ACTIVITY
Among these entries, how many lines contain "have"? Say the number and nothing else.

Saved entries
PR #2254, opened 2019-11-13
Remove the need to begin javascript files with a semicolon

jkrzefski:
To account for errors of others it has always been a good idea to begin a javascript file with a semicolon. That way a third party could have forgotten the last semicolon in a file and the merged code would still work. So I figured, it would be clever to have this extra semicolon be added automatically when merging the files.

Remove a bunch of semicolons at the beginning of javascript files.

Not really steps but rather an explanation: see 1.

None.

None. (I think)

### 6. Checklist

### DIFF
--- a/engine/Shopware/Components/Theme/Compiler.php
+++ b/engine/Shopware/Components/Theme/Compiler.php
@@ -290,7 +290,7 @@ class Compiler
         $javascriptFiles = $this->javascriptCollector->collectJavascriptFiles($template, $shop);
         $content = '';
         foreach ($javascriptFiles as $jsFile) {
-            $content .= file_get_contents($jsFile) . "\n";
+            $content .= file_get_contents($jsFile) . ";\n";
         }
 
         if ($settings->getCompressJs()) {
--- a/themes/Frontend/Responsive/frontend/_public/src/js/jquery.invalid-tos-jump.js
+++ b/themes/Frontend/Responsive/frontend/_public/src/js/jquery.invalid-tos-jump.js
@@ -1,4 +1,4 @@
-;(function($, window) {
+(function($, window) {
     'use strict';
 
     /**
--- a/themes/Frontend/Responsive/frontend/_public/src/js/jquery.add-article.js
+++ b/themes/Frontend/Responsive/frontend/_public/src/js/jquery.add-article.js
@@ -1,4 +1,4 @@
-;(function ($, window) {
+(function ($, window) {
     'use strict';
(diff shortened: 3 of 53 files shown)


themes/Frontend/Responsive/frontend/_public/src/js/jquery.invalid-tos-jump.js
```diff
@@ -1,53 +1,53 @@
...
-
-        jumpToInvalid: function () {
-            var me = this;
-
-            window.scroll(0, me.$el.offset().top - (window.innerHeight/2));
-            me.$jumpLabel.addClass(me.opts.errorClass);
-        }
-    });
-})(jQuery, window);
+(function($, window) {
```
soebbing, line 1: What's up with this file? Why have all lines been touched?

engine/Shopware/Components/Theme/Compiler.php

REPLY
2